WHAT TO DO: Reproduce the material that follows, please, but only from its first line to the line containing "1. Swap to a more robust state library", inclusive.

SUPPLIED ENTRIES:
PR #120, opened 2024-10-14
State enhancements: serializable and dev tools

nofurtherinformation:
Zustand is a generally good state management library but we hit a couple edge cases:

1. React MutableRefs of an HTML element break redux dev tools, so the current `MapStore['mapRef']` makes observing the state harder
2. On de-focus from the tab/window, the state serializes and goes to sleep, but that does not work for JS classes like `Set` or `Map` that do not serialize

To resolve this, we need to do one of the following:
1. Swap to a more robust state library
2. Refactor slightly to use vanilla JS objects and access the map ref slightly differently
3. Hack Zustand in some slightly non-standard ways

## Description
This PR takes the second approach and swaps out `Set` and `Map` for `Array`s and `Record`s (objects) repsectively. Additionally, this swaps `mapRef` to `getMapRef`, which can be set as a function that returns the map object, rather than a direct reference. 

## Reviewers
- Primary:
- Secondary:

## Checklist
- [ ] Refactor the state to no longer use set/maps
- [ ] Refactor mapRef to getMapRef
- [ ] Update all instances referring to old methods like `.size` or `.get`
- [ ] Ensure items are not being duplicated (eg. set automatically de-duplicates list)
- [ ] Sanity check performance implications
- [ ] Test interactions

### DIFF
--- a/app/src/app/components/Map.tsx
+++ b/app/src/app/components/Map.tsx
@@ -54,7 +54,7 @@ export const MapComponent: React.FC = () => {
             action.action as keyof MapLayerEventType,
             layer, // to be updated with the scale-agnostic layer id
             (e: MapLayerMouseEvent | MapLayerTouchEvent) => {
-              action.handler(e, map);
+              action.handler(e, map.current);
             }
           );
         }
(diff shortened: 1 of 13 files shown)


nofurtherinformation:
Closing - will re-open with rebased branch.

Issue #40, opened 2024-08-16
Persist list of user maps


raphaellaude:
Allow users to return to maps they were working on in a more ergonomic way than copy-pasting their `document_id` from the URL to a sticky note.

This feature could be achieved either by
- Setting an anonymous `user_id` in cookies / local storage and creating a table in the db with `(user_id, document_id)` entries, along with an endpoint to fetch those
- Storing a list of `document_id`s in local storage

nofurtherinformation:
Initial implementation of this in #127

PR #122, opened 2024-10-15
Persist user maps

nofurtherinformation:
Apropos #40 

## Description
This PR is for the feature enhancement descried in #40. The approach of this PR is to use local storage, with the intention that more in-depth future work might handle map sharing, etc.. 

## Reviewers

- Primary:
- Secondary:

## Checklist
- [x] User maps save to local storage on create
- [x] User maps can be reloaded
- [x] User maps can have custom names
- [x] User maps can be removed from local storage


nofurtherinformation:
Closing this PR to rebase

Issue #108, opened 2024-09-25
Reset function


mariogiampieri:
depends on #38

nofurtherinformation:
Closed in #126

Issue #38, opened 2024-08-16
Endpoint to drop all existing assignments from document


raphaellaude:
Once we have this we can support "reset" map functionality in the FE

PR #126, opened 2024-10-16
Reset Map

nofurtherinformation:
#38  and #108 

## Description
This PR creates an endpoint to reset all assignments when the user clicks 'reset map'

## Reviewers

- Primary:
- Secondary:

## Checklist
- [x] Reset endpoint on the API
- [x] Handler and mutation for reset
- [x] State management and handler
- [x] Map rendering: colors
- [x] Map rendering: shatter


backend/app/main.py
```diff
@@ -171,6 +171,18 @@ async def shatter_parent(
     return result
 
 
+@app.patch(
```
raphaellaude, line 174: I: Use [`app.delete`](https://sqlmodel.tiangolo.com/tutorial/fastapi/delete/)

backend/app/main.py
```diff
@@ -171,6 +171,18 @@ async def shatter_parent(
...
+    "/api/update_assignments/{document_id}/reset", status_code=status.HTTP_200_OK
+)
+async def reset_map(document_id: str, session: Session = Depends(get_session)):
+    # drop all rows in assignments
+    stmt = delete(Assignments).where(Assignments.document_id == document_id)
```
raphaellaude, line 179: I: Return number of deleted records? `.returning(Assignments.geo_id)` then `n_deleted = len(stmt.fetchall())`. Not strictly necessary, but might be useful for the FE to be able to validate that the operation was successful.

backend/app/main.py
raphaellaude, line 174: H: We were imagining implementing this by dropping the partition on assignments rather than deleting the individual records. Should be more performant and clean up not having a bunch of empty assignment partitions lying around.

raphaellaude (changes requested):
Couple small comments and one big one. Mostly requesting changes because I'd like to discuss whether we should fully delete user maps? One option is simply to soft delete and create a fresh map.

RESPONSE BOX:
PR #120, opened 2024-10-14
State enhancements: serializable and dev tools

nofurtherinformation:
Zustand is a generally good state management library but we hit a couple edge cases:

1. React MutableRefs of an HTML element break redux dev tools, so the current `MapStore['mapRef']` makes observing the state harder
2. On de-focus from the tab/window, the state serializes and goes to sleep, but that does not work for JS classes like `Set` or `Map` that do not serialize

To resolve this, we need to do one of the following:
1. Swap to a more robust state library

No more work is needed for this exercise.